Es gab Inflation in Deutschland. Die Inflation wurde vor allem von der Weimarer Republik wissentlich in Kauf genommen, um die enormen Staatsschulden, eine Folge vom 1. Weltkrieg, abzubauen [5]. In den Jahren 1921–1922 gab es allerdings zunächst eine gewisse Erholung, weil die Inflation auch als Zwangs-Lohndumping gewirkt hat und das Wirtschaftswachstum in Deutschland dadurch höher war als in den Siegerländern.
Anfang 1923 wurde die Sache sehr ernst, als französische und belgische Truppen das Ruhrgebiet besetzt haben, weil Deutschland seine Reparaturzahlungen, zu denen es durch den Versailler Vertrag verurteilt worden war, nicht nachkommen konnte. Die als „Hyperinflation“ in die Geschichte eingegangene Geldentwertung wurde am 15. November 1923 gestoppt indem die „Papiermark“ durch die „Rentenmark“, - die spätere Reichsmark -, abgelöst wurde.
Zur konkreten Lage bis zum 4. November 1921: Die Mitgliedsbeiträge eines Gesellen wurden unmittelbar nach Vereinsgründung in der 1. Versammlung am 22. April 1920 auf 1 ℳ/Monat festgelegt.

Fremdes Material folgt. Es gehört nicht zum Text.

PR #157, opened 2021-12-20
[PAPI-308] Mining pool route parameters

drmathias:
* Defines schema mining pool params in the OAS doc
* Tweak to token params so that endpoint responds with 400 when token cannot be CRS


src/Opdex.Platform.WebApi/OpenApi/OpenApiParameterExtensions.cs
```diff
@@ -0,0 +1,29 @@
+using NSwag;
+using Opdex.Platform.Common.Models;
+
+namespace Opdex.Platform.WebApi.OpenApi;
+
+public static class OpenApiParameterExtensions
```
mrtpain, line 6: Nice 😎

mrtpain (approved):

Die Eintrittsgelder für das Gründungsfest betrugen 2 ℳ für Vereinsmitglieder, 3 ℳ für sonstige Besucher. Beim Gründungsfest am 20. Juni 1920 gab es einen Reingewinn des Abends von 203 ℳ. Das „Heizungsgeld“ im Goldenen Löwen betrug am 28. Oktober 1920 3 ℳ/Abend. Bei der Gründung des „Fahnenstandes“ am 4. März 1921 kamen 94,30 ℳ zusammen.
Das Stiftungsfest am 24. April 1921 erbrachte netto 124,20 ℳ . Der „Fahnenstand“ beträgt 322,20 ℳ laut Protokoll der Jahreshauptversammlung am 6. Mai 1921. Es müssen also noch weitere Spenden oder Sammlungen stattgefunden haben, die nicht im Protokollbuch erwähnt sind.
Versammlung am 3. Juni 1921: Eine Sammlung erbringt 38 ℳ für die Fahne. Am 22. Juli 1921: 30,50 ℳ gesammelt und weitere 31 ℳ im Briefkasten für die Fahne. Für das Sommervergnügen vom 28. August 1921 wird der Eintritt auf 2 ℳ, das „Tanzgeld“ auf 3 ℳ bzw. 4 ℳ für Vereinsfremde festgesetzt. Das Fest bringt 355 ℳ Reingewinn ein, die für die Fahne bestimmt sind.
Die Inflation macht sich in den Protokollbüchern vor allem Ende 1921 bemerkbar. Es wird ein Bunter Abend organisiert, dessen Reingewinn der Fahne zu Gute kommen soll. Die Eintrittspreise sind: Sperrsitz 7,70 ℳ, nummeriert 1. Platz 5,50 ℳ nummeriert 2. Platz 3,30 ℳ. Am 3. Februar gibt es dann die erste massive Beitragserhöhung, und zwar rückwirkend, auf 3 ℳ monatlich.
Schließlich müssen die Eintrittspreise für das Fest der Fahnenweihe am 25. Juni 1922 erwähnt werden: „Eintritt 7 ℳ mit Programm; Tanzgeld 10 ℳ für Vereinsmitglieder und Gäste 15 ℳ für Fremde“ [6]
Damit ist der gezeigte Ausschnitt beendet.